SIPS, SLIPS AND SNIPPETS OF LOVE 7

Sunday 30th October

Phil made them both cups of tea, his hand shaking so much he spilled most of it in the saucer; and then sat on the bed next to her, his one chair was piled high with Law text books.  Next thing they were kissing and then with only the slightest of insinuating from June they just drifted backwards and on to the bed.  She helped him to undo her blouse and bra and slid them off and onto the floor.  June unbuttoned his shirt and ran her fingers through his fine bronzed chest hair.  Then with very little fuss they just did it, and then did it again and then did it again.  Phil thought it was amazing, better than he had ever imagined it could be.
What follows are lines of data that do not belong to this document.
PR #13186, opened 2024-08-07
13133 GitHub adjustments

### LINKED ISSUE #13133: [Refactor] Github components
To be able to support the migration of Github Projects (legacy) over to Github Projects v2, we need to update two sources and create a new action to support Projects v2.

**Source: [New Issue with Status (Projects V2)]**(https://github.com/PipedreamHQ/pipedream/blob/master/components/github/sources/new-issue-with-status/new-issue-with-status.mjs)
- The "Item Status" config should be multi-select, and allow nothing to be selected (in which case all statuses get emitted
- The item and issue are retrieved, which is good, but then the issue is hoisted to the top as the entire emitted object.  Due to this, we lose a lot of potentially important context e.g.:
`action` - what type of change caused this event
`changes` - what data fields actually changed
`sender` - what user made this change
other context like node ID's and such that users might want to use
- Assuming there's no data security or size issues, instead of hoisting issue, I believe it would be better to just add item and issue to the original payload, and emit that instead.

**Source: [New or Updated Issue from GitHub]**(https://github.com/PipedreamHQ/pipedream/blob/master/components/github/sources/new-or-updated-issue/new-or-updated-issue.mjs)
- In this case issue, sender, and action are hoisted, but we still lose other context from the original payload.
e.g. for a labeled action, there is a label field that gives the user context of which label was added.
The hoisting of issue has a bug where the object is placed under key [object Object].
There are probably other fields for other action types that are being omitted as well.
Why not just emit the original payload?

**New Action**: Update Projects V2 Item Status

```
import { graphql } from "@octokit/graphql";

  props: {
    github: {
      type: "app",
      app: "github",
    }
  },
  async run({steps, $}) {
    const projectId = "PVT_*********"
    const itemId = "PVTI_********"
    const fieldId = "PVTSSF_********" // status field
    const blockedStateOptionId = "**********" // status id
    const graphqlWithAuth = graphql.defaults({
      headers: {
        authorization: `token ${this.github.$auth.oauth_access_token}`,
      },
    })
    return await graphqlWithAuth({
      query: `mutation moveItemToColumn(\$projectId: ID!, \$itemId: ID!, \$fieldId: ID!, \$value: ProjectV2FieldValue!) {
        updateProjectV2ItemFieldValue(input: {projectId: \$projectId, itemId: \$itemId, fieldId: \$fieldId, value: \$value}){
          projectV2Item {
            id
          }
        }
      }`,
      projectId,
      itemId,
      fieldId,
      value: { singleSelectOptionId: blockedStateOptionId },
    })
  },
})
```

GTFalcao:
Closes #13133 

## Summary by CodeRabbit

- **New Features**
	- Introduced a new action for updating the status of an item within GitHub Projects (V2).
	- Added GraphQL mutations for updating project items.

- **Improvements**
	- Enhanced event handling and clarity in the `new-issue-with-status` module, including better item summary construction and streamlined historical event loading.
	- Modified the `$emit` function to simplify event emissions in the common module.

- **Version Updates**
	- Incremented version numbers for various modules, including a significant update for `new-issue-with-status` from 0.0.17 to 0.1.0, indicating potential bug fixes or enhancements.
	- Minor version updates for multiple other GitHub components, reflecting incremental improvements or bug fixes.


luancazarine (dismissed):

luancazarine (approved):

He was obviously a virgin, but she never told him that she wasn’t.  ‘What you don’t know doesn’t hurt you, does it?’ she reasoned.  And besides she was so happy to have found someone she could love in this way again.  After her first love she never thought she’d feel this way about anyone again.  And Phil was safe, solid, secure.  It was going to work out this time, she knew it, deep down in her bones she knew he was the man she would marry.

*  * *

Phil would never forget that first time and how natural it had seemed, not sordid at all.  As they sat on the bed he bent down to put his empty cup on the floor and June handed him hers, he was placing them carefully at their feet when she leaned back and with one hand slowly drew some hairpins from her hair, and it tumbled and cascaded slowly down and around her face.  He had never seen anything so amazingly gorgeous, so wonderful, and as he put his hands up and tried to hold her head she kept tossing it gently back and forth and her hair was dancing around her head.  It was like a game, every time he tried to stop her, carefully holding her face loosely in his fingers, she moved it from side to side and set her hair going again, but secretly he was hoping this moment would last forever – that her cascading hair would never stop swirling around her beautiful face.  And whenever he thought of June, that image of her hair swishing around her face came flooding into his mind.  That was the day they first made love, the first time Phil had ever made love, the first time he had seen a woman naked, the first time a woman had touched him, the first time he had felt a body gliding over his, the first time he had raked his fingers through pubic hair, the first time he had ever orgasmed in the company of another person, and even while he was doing it he was imagining seeing her hair tumbling around her face.  That was the trigger he always used, it never failed to arouse him, even when she had her hair cut short in her thirties he would remember those loose bangs swirling round her pretty upturned face.  The way her hair had floated around her face was magical, he had never seen that before and would never forget it either.

*  * *

Though June knew she had him, entranced, bewitched almost, he was like a child where loving was concerned, he really didn’t have much of a clue, she had to show him everything – but subtly – the last thing she wanted was him thinking she was some sort of slut.  But once he started he was like an express train, ‘Slow down a bit’ she whispered into his ear, ‘you can take your time, its better when you do it slower.’  And he learnt quickly enough, but like a lot of men she thought, he didn’t have a lot of imagination in that department.  He knew what worked for him, and he didn’t really think too deeply about what might be working for her.  Not that she was complaining, it worked, that was what mattered, and in time it would get even better, or her name was not June Wilkinson, or very soon would be.

*  * *

And now he had the problem of dumping Joyce.   How on earth, actually what on earth, was he going to tell her?  In the end he chickened out, and just mumbled that he thought it might be best if they stopped seeing each other.  She looked up at him, blinking through those big horn-rimmed glasses which must have been pretty strong as the lenses made her eyes so look much bigger than they should do, and Phil kept looking down at his upturned hands, he just couldn’t look her in the eye.  A strange mixture of guilt and impatience; he just wanted her to go, for him never to have to see her again.  After a couple of minutes she said, “So, is this the end Phil, is it over?” and he just sat there, looking down, he nodded silently and guiltily, still refusing to look her in the eye.  She sat for a minute or two myopically blinking then seemed to shake herself, as if out of a dream, she sighed, stood up and simply put on her coat and left without another word, closing his bedroom door quietly behind her.  Phil had never felt so ashamed in his life.  What a rat.  He didn’t know if she cried when she got home, but he very nearly did, for his own pathetic cowardice.  He never saw her again; she just sort of disappeared from sight.  He was both relieved and guiltily concerned for her at the same time until he heard a couple months later from one of his colleagues in the same year that ‘He would never guess what, but that Joyce he used to hang around with was getting married in a few week’s time to one of the post-grad tutors in the History Faculty.’